Now, nobody’s perfect, and we all have areas to improve, but recognizing those areas of improvement and being willing to work on them is just as important as having emotional intelligence.

So how do you know if the person you’re dating is emotionally intelligent or not? How do you know if YOU are emotionally intelligent or not? We’ll go over what emotional intelligence looks like and then pinpoint some ways to identify emotional intelligence in the people you’re dating.


People who are emotionally intelligent are able to recognize and understand their emotions. This means they’re able to look at themselves and say, “I’m feeling this way, and it’s because of this.” It’s also knowing how your emotions and actions affect the people around you. 

This is important because knowing yourself and how you impact others can help you to build strong, trust-filled relationships and improve your communication skills.
Idea for building self-awareness: Keep a journal. This doesn’t have to be a Nephi-level account of your personal history. Just a few minutes every day of self-reflection can help you become more self-aware. Check out these journal prompt ideas from FamilySearch to get you started.


Once you’re able to recognize and understand your emotions, you then need to be able to manage your emotions and reactions in a healthy way. Emotionally intelligent people are in charge of their emotions, not the other way around. They’re willing to take responsibility for their actions and apologize when necessary. This takes humility and a good dose of that previously mentioned self-awareness.
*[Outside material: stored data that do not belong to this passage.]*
PR #15, opened 2015-12-13
Port egs_view to Qt4

mstoeckl:
I noticed that `egsgui` and `egsinprz` had already been ported to Qt4, so I began work on the same for `egs_view`. I have ported the code files and UI files away from the Qt3Support library as well, so that porting to Qt5 in the future should be easy. I tried to stay within the existing code style (is there a preferred auto-format style for the C++ code?).

The code builds and runs like the original (as far as I can tell) on my computer, which uses Qt4.8. I've compiled it and used it on another system running Qt 4.2, so everything in between should be fine.

In the process of looking through the code, I optimized the section that drew the EGS_Vector of float tuples on screen. Instead of taking ~80% of the cpu time per frame, this process now takes about 8%. In practice, the CPU time per frame is cut roughly in half.

Because porting the UI meant renaming/moving some of the files, you should probably look at the commits in sequence for a better picture.

I have not updated the static build makefiles, since it would take too long for me to get the toolchain set up.

### DIFF
--- a/HEN_HOUSE/egs++/view/clippingplanes.cpp
+++ b/HEN_HOUSE/egs++/view/clippingplanes.cpp
@@ -23,22 +23,12 @@
 #
 #  Author:          Iwan Kawrakow, 2005
 #
-#  Contributors:
-#
-###############################################################################
-#
-#  ui.h extension file, included from the uic-generated form implementation.
-#
-#  If you want to add, delete, or rename functions or slots, use Qt Designer
-#  to update this file, preserving your code.
-#
-#  You should not define a constructor or destructor in this file. Instead,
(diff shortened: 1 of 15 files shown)


ftessier:
Thank you @mstoeckl! This is a fantastic contribution; porting egs_view to Qt4 was high on our wish list (send me your full name so we can add it to the list of contributors in the file headers). I am working to develop a coding style with `astyle`, and I will filter the egs_view files through it, so no worries about format for now. Thank you for optimizing the painting through QImage, that was in dire need of optimizing!!

mainegra:
Merge mstoeckl pull request into our develop branch. This was top on our priority TODO list! I will test it on our end prior to releasing it to master.

PR #16, opened 2015-12-20
Threaded egs_view

mstoeckl:
Because the single threaded nature of `egs_view` made it somewhat annoying to work with, I moved the rendering code onto a separate thread to make the UI more responsive.

The rendering code was initially located in the `GeometryViewControl` class, but to keep the redirection limited I moving a large amount of it to the `ImageWindow` and the new `RenderWorker` classes.

As part of the change, I made the image saving routine take advantage of the render thread, so that when `saveImage` is called, the main UI/forms still respond, although the `ImageWindow` doesn't update in the meantime. 

The viewer's net CPU use has decreased, in part because I let transformations preempt the full-detail scene rendering that took place 500ms after every last interaction. 

Additionally, I modified the code segment that governed the scaling of the low-res renders to be more consistent, and to ignore for its scaling the portion of the frame time corresponding to the track rendering.

The same copyright waiving actions as for PR #15 apply. I do not plan to make any further changes to this pull request (although I can if some parts need to be modified,  such as the variable naming conventions and choices, both of which I didn't pay much attention to  :-) ) I have deliberately avoided modern C++, as some people are stuck with old compilers.


mainegra:
Thank you @mstoeckl for making egs_view so much more efficient! It was already more responsive in PR #15 ! Looking forward to trying this one!

mstoeckl:
I also found a bug from this PR today, but a small one. When you have a very simple scene/very fast CPU so that frames can be rendered at full resolution, the scaling is set incorrectly, leading to a frame solely of the color that the top-left pixel should have. [To reproduce, resize the image window to about 64x64 and spin the `mushroom.geom` model around.] The fix is to insert three lines into `image-window.cpp`.

    @@ -176,6 +176,9 @@ void ImageWindow::rerender(EGS_BaseGeometry* geo) {
                             nx,ny,nnx,nny,nxr,nyr);
     #endif
                     nx = nnx; ny = nny;
    +            } else {
    +                nxr = 1;
    +                nyr = 1;
                 }
         } else {
             // First-time scale values.

I can submit a followup PR if you prefer that style of history.

mainegra:
I think it is better to maintain a consistent way of applying the changes to better reflect the work of our contributors. It is great how much effort you have put into this!
So, yes, a PR would be the preferable way!

Do you have any idea about what is causing the segfault from the PR #16? Which Qt version did you use?

I was able to see that the direction becomes a nan because the length of the xs vector is 0. But I have no idea what is causing this!

Thank you!

Ernesto

mstoeckl:
My main computer has Qt 4.2.3, 4.7.1, and 4.8.7. I've built `egs_view` with all three and can not reproduce your segfault. Can you indicate which geometry file you loaded, whether or not you reloaded, and whether or not `g` (the geometry) is a null pointer in your crash? Your stack trace indicates that `howfar(ireg,xs,u,t,&imed,&n)` never gets called.

mstoeckl:
A quick look through the code indicates that the `ImageWindow` *can* crash if certain events/interactions occur during `qApp->processEvents()` in `setGeometry`. The following changes protect from them and so might fix the segfault. Do they?

    --- a/HEN_HOUSE/egs++/view/image_window.cpp
    +++ b/HEN_HOUSE/egs++/view/image_window.cpp
    @@ -271,17 +271,18 @@ void ImageWindow::startTransformation() {
     void ImageWindow::endTransformation() {
         navigationTimer->stop();
         navigating = false;
    -    render(lastRequestGeo, false);
    +    if (lastRequestGeo) {
    +        render(lastRequestGeo, false);
    +    }
     }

This is important because romantic relationships come with conflict – it’s just the nature of relationships because you’re bringing together two people with different backgrounds, opinions, and personalities, so there’s bound to be conflict no matter how perfect of a match you might be. Having high self-regulation helps you to better navigate these difficult situations where emotions may run high. Self-regulation isn’t taking the emotion out of the decision, but it is being aware of how your emotional state might be impacting your decision-making and acting accordingly. 

“So many of us make a great fuss of matters of small consequence. We are so easily offended. Happy is the man who can brush aside the offending remarks of another and go on his way.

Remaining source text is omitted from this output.